Drug resistance is better understood through mapping out alternate paths cancer cells take in order to avoid targeted treatment.

Cancer cells usually manage to avoid targeted therapies that block pathways the cells need to grow. This common occurrence typically results in drug resistance.

In a study published by Cancer Cell, researchers mainly looked at glioblastoma and which alternate pathways these cancer cells use.

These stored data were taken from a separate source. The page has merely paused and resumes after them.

PR #1215, opened 2025-09-17
Add subnetwork functionnality

Bachibouzouk:
Replaces #2147


p-snft (approved):
Released updated oemof.network, works now.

"Figuring out why resistance to targeted therapies develops has been the focus of our research for a long time," Paul Mischel, MD, said in a press release. "In this study, we looked at a drug that should work and found out why it doesn't."

A tool called single-cell phosphoproteomics was used in order to see individual cancer cells and their respective signaling.

Researchers used patient tissue from operating rooms to analyze the mTOR growth pathway.

The study found that cancer cells started adapting to the blocked growth pathway,consequently resisting therapies in as little as 48 hours.

Researchers found that cancerous cells remapped their routes before any changes could be detected.

"Although the technology used to analyze the cells is relatively simple and inexpensive--just glass and plastic--trials will be difficult to design," says James Heath, PhD. "For this type of personalized treatment, we won't know what drugs to give patients until after their tumors are analyzed. Every trial will essentially have a sample size of one."

The study also revealed that developing drugs for glioblastoma are difficult, since it needs to cross the blood-brain barrier.

The results lead researchers to believe that single-cell-analysis could likely be used to develop personalized treatment for many different types of cancer in the future.